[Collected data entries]
---*---

PR #924, opened 2016-12-29
Overhaul bioinspired opencl implementation

pengli:
This patch update bioinspired opencl code to make it working
with latest opencv, major changes include:

1. data structure update, e.g. oclMat to UMat.
2. opencl kernel optimization to get it running faster
3. accuracy and perf test update.

Signed-off-by: Li Peng <peng.li@intel.com>


alalek:
@pengli Thank you!
There are some [build warnings](http://pullrequest.opencv.org/buildbot/builders/precommit-contrib_opencl/builds/23). Could you please take a look on them?

pengli:
@alalek，new updates are pushed，should fix the build warnings，pls check

modules/bioinspired/src/retina_ocl.cpp
```diff
@@ -472,6 +439,13 @@ void RetinaOCLImpl::activateContoursProcessing(const bool activate)
     _retinaFilter->activateContoursProcessing(activate);
 }
 
+// unimplemented interfaces:
+void RetinaOCLImpl::applyFastToneMapping(InputArray /*inputImage*/, OutputArray /*outputToneMappedImage*/) { NOT_IMPLEMENTED; }
+void RetinaOCLImpl::getParvoRAW(OutputArray /*retinaOutput_parvo*/) { NOT_IMPLEMENTED; }
+void RetinaOCLImpl::getMagnoRAW(OutputArray /*retinaOutput_magno*/) { NOT_IMPLEMENTED; }
+const Mat RetinaOCLImpl::getMagnoRAW() const { NOT_IMPLEMENTED; return Mat(); }
+const Mat RetinaOCLImpl::getParvoRAW() const { NOT_IMPLEMENTED; return Mat(); }
```
alalek: Transparent API must avoid these failures and automatically drop to CPU implementation.

modules/bioinspired/src/retina_ocl.cpp
```diff
@@ -48,70 +48,37 @@
...
+    inline void ensureSizeIsEnough(int rows, int cols, int type, cv::UMat &m)
+    {
+        m.create(rows, cols, type, m.usageFlags);
+    }
+}
+
 namespace cv
 {
 static ocl::ProgramEntry retina_kernel = ocl::bioinspired::retina_kernel;
+static ocl::ProgramSource retina_kernel_source(retina_kernel.programStr);
```
alalek: These 2 lines should be defined in `opencl_kernels_bioinspired.hpp` and `opencl_kernels_bioinspired.cpp` (located in `<build_dir>/modules/bioinspired`). No need to re-declare them.

modules/bioinspired/src/retina.cpp
```diff
@@ -295,8 +296,21 @@ class RetinaImpl : public Retina
...
 // smart pointers allocation :
-Ptr<Retina> createRetina(Size inputSize){ return makePtr<RetinaImpl>(inputSize); }
-Ptr<Retina> createRetina(Size inputSize, const bool colorMode, int colorSamplingMethod, const bool useRetinaLogSampling, const float reductionFactor, const float samplingStrenght){
+Ptr<Retina> createRetina(Size inputSize)
+{
+#ifdef HAVE_OPENCL
+    if (cv::ocl::useOpenCL() && (inputSize.width % 4 == 0))
+        return makePtr<cv::bioinspired::ocl::RetinaOCLImpl>(inputSize);
+#endif
+    return makePtr<RetinaImpl>(inputSize);
```
alalek: I believe there are should be one implementation that is able to handle OCL and CPU code paths (via `OCL_RUN` hooks).
But there is main problem with data storage: Mat <-> UMat conversion is not cheap now for CPU data storage (there is forced OpenCL buffer creation).

modules/bioinspired/src/retina.cpp
```diff
@@ -649,7 +663,7 @@ void RetinaImpl::_convertValarrayBuffer2cvMat(const std::valarray<float> &grayMa
             for (unsigned int j=0;j<nbColumns;++j)
             {
                 cv::Point2d pixel(j,i);
-                outMat.at<unsigned char>(pixel)=(unsigned char)*(valarrayPTR++);
+                outMat.at<unsigned char>(pixel)=(unsigned char)round(*(valarrayPTR++));
```
alalek: What kind of problem is fixed here (and below)?

BTW, it is better to use `cvRound()` instead. Also saturation may be added (if necessary).

modules/bioinspired/test/test_retina_ocl.cpp
```diff
@@ -134,31 +94,35 @@ TEST_P(Retina_OCL, Accuracy)
 
     Mat gold_parvo;
     Mat gold_magno;
-    ocl::oclMat ocl_parvo;
-    ocl::oclMat ocl_magno;
+    UMat ocl_parvo;
+    UMat ocl_magno;
 
-    for(int i = 0; i < RETINA_ITERATIONS; i ++)
+    for(int i = 0; i < test_loop_times; i ++)
```
alalek: `test_loop_times` is not suitable here (it is used as counter of random image generation - sizes/ROI)

modules/bioinspired/test/test_retina_ocl.cpp
```diff
@@ -82,48 +66,24 @@ PARAM_TEST_CASE(Retina_OCL, bool, int, bool, double, double)
...
         colorMode,
         colorSamplingMethod,
         useLogSampling,
         reductionFactor,
         samplingStrength);
 
+    OCL_OFF();
     Ptr<bioinspired::Retina> gold_retina = bioinspired::createRetina(
         input.size(),
         colorMode,
```
alalek: Only one creation scheme should be used and technically `ocl_retina` and `gold_retina` should be the same object or  similarly constructed (preferred). Please remove `OCL_ON`/`OCL_OFF`.

modules/bioinspired/src/retina_ocl.cpp
pengli: with new update, unimplemented API will fallback to CPU implementation. so application won't see these failures

modules/bioinspired/src/retina_ocl.cpp
pengli: fixed in new update

modules/bioinspired/perf/opencl/perf_retina.ocl.cpp
```diff
@@ -0,0 +1,56 @@
...
+    float samplingStrength = static_cast<float>(get<3>(params));
+
+    Mat input = imread(getDataPath("cv/shared/lena.png"), colorMode);
+    ASSERT_FALSE(input.empty());
+
+    UMat ocl_parvo, ocl_magno;
+
+    {
+        OCL_ON();
+        Ptr<cv::bioinspired::Retina> ocl_retina = cv::bioinspired::createRetina(
```
pengli: in new update, only one retina ptr is created, ocl_retina is removed.

modules/bioinspired/perf/opencl/perf_retina.ocl.cpp
```diff
@@ -0,0 +1,56 @@
...
+    float reductionFactor = static_cast<float>(get<2>(params));
+    float samplingStrength = static_cast<float>(get<3>(params));
+
+    Mat input = imread(getDataPath("cv/shared/lena.png"), colorMode);
+    ASSERT_FALSE(input.empty());
+
+    UMat ocl_parvo, ocl_magno;
+
+    {
+        OCL_ON();
```
pengli: fixed

modules/bioinspired/perf/opencl/perf_retina.ocl.cpp
```diff
@@ -0,0 +1,56 @@
...
+
+typedef tuple<bool, int, double, double> RetinaParams;
+typedef TestBaseWithParam<RetinaParams> RetinaFixture;
+
+OCL_PERF_TEST_P(RetinaFixture, Retina,
+                ::testing::Combine(testing::Bool(), testing::Values((int)cv::bioinspired::RETINA_COLOR_BAYER),
+                                   testing::Values(1.0, 0.5), testing::Values(10.0, 5.0)))
+{
+    if (!cv::ocl::haveOpenCL())
+        throw TestBase::PerfSkipTestException();
```
pengli: fixed

modules/bioinspired/perf/opencl/perf_retina.ocl.cpp
```diff
@@ -0,0 +1,56 @@
+#include "../perf_precomp.hpp"
+#include "opencv2/ts/ocl_perf.hpp"
+
+#ifdef HAVE_OPENCL
```
pengli: This comment is addressed in the new update.

modules/bioinspired/src/retina.cpp
pengli: OCL_RUN hooks are used.

modules/bioinspired/src/retina.cpp
pengli: This is to fix accuracy test, because in cpu implementation, final pixel is converted from float to int with truncating conversion,  but in ocl implementation, float to int conversion is rounding conversion.  this change is to make sure we use same conversion method

modules/bioinspired/test/test_retina_ocl.cpp
pengli: only one retina ptr is created. OCL_ON and OCL_OFF is used as same as other accuracy test

modules/bioinspired/test/test_retina_ocl.cpp
pengli: fixed in the new update.

pengli:
@alalek , new update is pushed to address your comments, pls check and give your feedback. thanks

modules/bioinspired/src/retina.cpp
```diff
@@ -729,7 +814,20 @@ bool RetinaImpl::_convertCvMat2ValarrayBuffer(InputArray inputMat, std::valarray
...
+    _ocl_retina->clearBuffers();
+    return true;
+}
+#endif
+
+void RetinaImpl::clearBuffers()
+{
+    CV_OCL_RUN((_ocl_retina != 0), ocl_clearBuffers());
+
+    _retinaFilter->clearAllBuffers();
```
pengli: both patches are applied, new update is pushed. Thanks for your review.

alalek:
Thank you! :+1:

---*---

Task item:
Return every line from the one holding "pengli: OCL_RUN hooks are used." through the end of the data, exactly as it appears, with both ends kept and nothing else.

Exercise answer:
pengli: OCL_RUN hooks are used.

modules/bioinspired/src/retina.cpp
pengli: This is to fix accuracy test, because in cpu implementation, final pixel is converted from float to int with truncating conversion,  but in ocl implementation, float to int conversion is rounding conversion.  this change is to make sure we use same conversion method

modules/bioinspired/test/test_retina_ocl.cpp
pengli: only one retina ptr is created. OCL_ON and OCL_OFF is used as same as other accuracy test

modules/bioinspired/test/test_retina_ocl.cpp
pengli: fixed in the new update.

pengli:
@alalek , new update is pushed to address your comments, pls check and give your feedback. thanks

modules/bioinspired/src/retina.cpp
```diff
@@ -729,7 +814,20 @@ bool RetinaImpl::_convertCvMat2ValarrayBuffer(InputArray inputMat, std::valarray
...
+    _ocl_retina->clearBuffers();
+    return true;
+}
+#endif
+
+void RetinaImpl::clearBuffers()
+{
+    CV_OCL_RUN((_ocl_retina != 0), ocl_clearBuffers());
+
+    _retinaFilter->clearAllBuffers();
```
pengli: both patches are applied, new update is pushed. Thanks for your review.

alalek:
Thank you! :+1:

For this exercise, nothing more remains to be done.